■ **EXERCISE DETAILS**:
All the data below needs to be retyped exactly as shown.

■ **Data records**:
....................

PR #5, opened 2024-06-11
Configure Beman.Optional26

neatudarius:
* Update root README.md
* Update CODEOWNERS / .gitignore
* Remove unused build scripts & Docker infrastructure ("bld" is unused after #4). ~~Note: This PR will be merged after #4 - required new CI rules to pass if `bld` is removed.~~
* Move some left over paper build related files from root to paper subdirectory.

This partially solves #12 .

PR #6, opened 2024-06-12
Apply the Beman Standard; more tree refactoring

neatudarius:
Apply the [Beman Standard](https://github.com/beman-project/beman/blob/main/docs/beman-standard.md) to C++ code & more tree refactoring:

* Move `optional.hpp` to `include/Beman/Optional26/optional.hpp`; rename `src/beman` to `src/Beman` to match the `include/` tree.
* Rename static library from `optional.a` to `beman_optional26`.
* Move/add examples to `/examples`,

This should solve remaining parts from #12, after #5.


src/beman/optional/optional_monadic.t.cpp
```diff
@@ -1,6 +1,4 @@
-#include <beman/optional/optional.hpp>
-
-#include <beman/optional/optional.hpp>
+#include <Beman/Optional26/optional.hpp>
```
neatudarius, line 1: No need for second include here, we already test this in `src/beman/optional/optional.t.cpp`.

src/beman/optional/optional_monadic.t.cpp
```diff
@@ -85,27 +83,26 @@ TEST(OptionalMonadicTest, Transform) {
 
   }
 
-TEST(OptionalMonadicTest, TransformConstexpr) {
-
```
neatudarius, line 89: Some linting issues were also fixed.

steve-downey (approved):
LGTM 👍

PR #7, opened 2024-06-12
[WIP] CI checks improvement: add clang-format check

neatudarius:


.github/workflows/ci.yml
```diff
@@ -17,30 +37,30 @@ jobs:
       matrix:
         config:
         - {
-          name: "Ubuntu Clang 17",
```
neatudarius, line 20: For consistency with other blocks in the file.

.github/workflows/ci.yml
```diff
@@ -7,6 +7,26 @@ on:
     branches: [ main ]
 
 jobs:
+  lint:
```
steve-downey, line 10: This https://cpp-linter.github.io/cpp-linter-action/ might be a friendlier linter interface?

.github/workflows/ci.yml
```diff
@@ -7,6 +7,26 @@ on:
...
+    name: Lint C++
+    runs-on: ubuntu-24.04
+    steps:
+      - name: Checkout
+        uses: actions/checkout@v3
```
steve-downey, line 15: v3 is deprecated, switch to v4 to fix the warnings about node deprecation.

.github/workflows/ci.yml
```diff
@@ -7,6 +7,26 @@ on:
...
+
+      - name: Install Clang Format
+        run: |
+          sudo apt-get update
+          sudo apt-get install clang-format
```
steve-downey, line 20: clang-format gets stale fast for contemporary C++, we should make sure we're getting a current one.

steve-downey (commented):
Notes
Generally looks good. 
Do you have a yaml formatter that is good? The indent I missed in the config blocks irks me.

.github/workflows/ci.yml
neatudarius: I tried your suggestion. I couldn't make it work and also it uses clang-12 https://github.com/beman-project/Optional26/actions/runs/9494415629/job/26164716972 :( .


I was also thinking about an market Git action, but then I realized this doesn't help me to apply changes locally. Do you think it's better to have a script (e.g., `lint-all.sh` - cpp, sh, md, yaml etc) and be able to run locally and from github workflow?

steve-downey: I'm talking with some other developers locally about how they handle this for public github projects. We have a much nicer internal workflow tool, of course. 
The weak consensus seems to be that for clang-format it's hard to justify a separate action that needs to build a docker image, and it's better to get the clang-format that you want, and then apply something like https://github.com/bloomberg/blazingmq/blob/d3bf9637db34a91455c9d83354c4844c178c3f1e/.github/workflows/formatting-check.yaml#L22
```
        run: |
          git clang-format-14 --diff -q origin/main | tee format_diff.txt
          if [ -s format_diff.txt ]; then exit 1; fi
```          

Which is hard coded to clang-format-14 which is so ancient it may not understand C++ anymore. But we've already got some infrastructure for getting LLVM current added. 

clang-tidy may be more complicated, since it often needs review to confirm applicability? One suggestion has been
https://github.com/marketplace/actions/clang-tidy-review

Which does allow current clang-tidy to be used. 

Making anything we do in automated checks something that can be straightforwardly done locally is important to me, as well. There's little as frustrating as finding out 30 minutes later that you've done something that would have been trivial to fix as you were coding it. Shifting left in the business process vernacular.

neatudarius:
>  Do you have a yaml formatter that is good? The indent I missed in the config blocks irks me.

Check experimental commit 21a53d4347a6e112015b3fcb30c400bacc847c7f

neatudarius:
work moved in #26

PR #9, opened 2024-06-13
Implement P3168R1: Give std::optional Range Support

neatudarius:
Implement [P3168R1: Give std::optional Range Support](https://wg21.link/P3168R1) - issue #14 .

....................

■ **RESPONSE BELOW**:
PR #5, opened 2024-06-11
Configure Beman.Optional26

neatudarius:
* Update root README.md
* Update CODEOWNERS / .gitignore
* Remove unused build scripts & Docker infrastructure ("bld" is unused after #4). ~~Note: This PR will be merged after #4 - required new CI rules to pass if `bld` is removed.~~
* Move some left over paper build related files from root to paper subdirectory.

This partially solves #12 .

PR #6, opened 2024-06-12
Apply the Beman Standard; more tree refactoring

neatudarius:
Apply the [Beman Standard](https://github.com/beman-project/beman/blob/main/docs/beman-standard.md) to C++ code & more tree refactoring:

* Move `optional.hpp` to `include/Beman/Optional26/optional.hpp`; rename `src/beman` to `src/Beman` to match the `include/` tree.
* Rename static library from `optional.a` to `beman_optional26`.
* Move/add examples to `/examples`,

This should solve remaining parts from #12, after #5.


src/beman/optional/optional_monadic.t.cpp
```diff
@@ -1,6 +1,4 @@
-#include <beman/optional/optional.hpp>
-
-#include <beman/optional/optional.hpp>
+#include <Beman/Optional26/optional.hpp>
```
neatudarius, line 1: No need for second include here, we already test this in `src/beman/optional/optional.t.cpp`.

src/beman/optional/optional_monadic.t.cpp
```diff
@@ -85,27 +83,26 @@ TEST(OptionalMonadicTest, Transform) {
 
   }
 
-TEST(OptionalMonadicTest, TransformConstexpr) {
-
```
neatudarius, line 89: Some linting issues were also fixed.

steve-downey (approved):
LGTM 👍

PR #7, opened 2024-06-12
[WIP] CI checks improvement: add clang-format check

neatudarius:


.github/workflows/ci.yml
```diff
@@ -17,30 +37,30 @@ jobs:
       matrix:
         config:
         - {
-          name: "Ubuntu Clang 17",
```
neatudarius, line 20: For consistency with other blocks in the file.

.github/workflows/ci.yml
```diff
@@ -7,6 +7,26 @@ on:
     branches: [ main ]
 
 jobs:
+  lint:
```
steve-downey, line 10: This https://cpp-linter.github.io/cpp-linter-action/ might be a friendlier linter interface?

.github/workflows/ci.yml
```diff
@@ -7,6 +7,26 @@ on:
...
+    name: Lint C++
+    runs-on: ubuntu-24.04
+    steps:
+      - name: Checkout
+        uses: actions/checkout@v3
```
steve-downey, line 15: v3 is deprecated, switch to v4 to fix the warnings about node deprecation.

.github/workflows/ci.yml
```diff
@@ -7,6 +7,26 @@ on:
...
+
+      - name: Install Clang Format
+        run: |
+          sudo apt-get update
+          sudo apt-get install clang-format
```
steve-downey, line 20: clang-format gets stale fast for contemporary C++, we should make sure we're getting a current one.

steve-downey (commented):
Notes
Generally looks good. 
Do you have a yaml formatter that is good? The indent I missed in the config blocks irks me.

.github/workflows/ci.yml
neatudarius: I tried your suggestion. I couldn't make it work and also it uses clang-12 https://github.com/beman-project/Optional26/actions/runs/9494415629/job/26164716972 :( .


I was also thinking about an market Git action, but then I realized this doesn't help me to apply changes locally. Do you think it's better to have a script (e.g., `lint-all.sh` - cpp, sh, md, yaml etc) and be able to run locally and from github workflow?

steve-downey: I'm talking with some other developers locally about how they handle this for public github projects. We have a much nicer internal workflow tool, of course. 
The weak consensus seems to be that for clang-format it's hard to justify a separate action that needs to build a docker image, and it's better to get the clang-format that you want, and then apply something like https://github.com/bloomberg/blazingmq/blob/d3bf9637db34a91455c9d83354c4844c178c3f1e/.github/workflows/formatting-check.yaml#L22
```
        run: |
          git clang-format-14 --diff -q origin/main | tee format_diff.txt
          if [ -s format_diff.txt ]; then exit 1; fi
```          

Which is hard coded to clang-format-14 which is so ancient it may not understand C++ anymore. But we've already got some infrastructure for getting LLVM current added. 

clang-tidy may be more complicated, since it often needs review to confirm applicability? One suggestion has been
https://github.com/marketplace/actions/clang-tidy-review

Which does allow current clang-tidy to be used. 

Making anything we do in automated checks something that can be straightforwardly done locally is important to me, as well. There's little as frustrating as finding out 30 minutes later that you've done something that would have been trivial to fix as you were coding it. Shifting left in the business process vernacular.

neatudarius:
>  Do you have a yaml formatter that is good? The indent I missed in the config blocks irks me.

Check experimental commit 21a53d4347a6e112015b3fcb30c400bacc847c7f

neatudarius:
work moved in #26

PR #9, opened 2024-06-13
Implement P3168R1: Give std::optional Range Support

neatudarius:
Implement [P3168R1: Give std::optional Range Support](https://wg21.link/P3168R1) - issue #14 .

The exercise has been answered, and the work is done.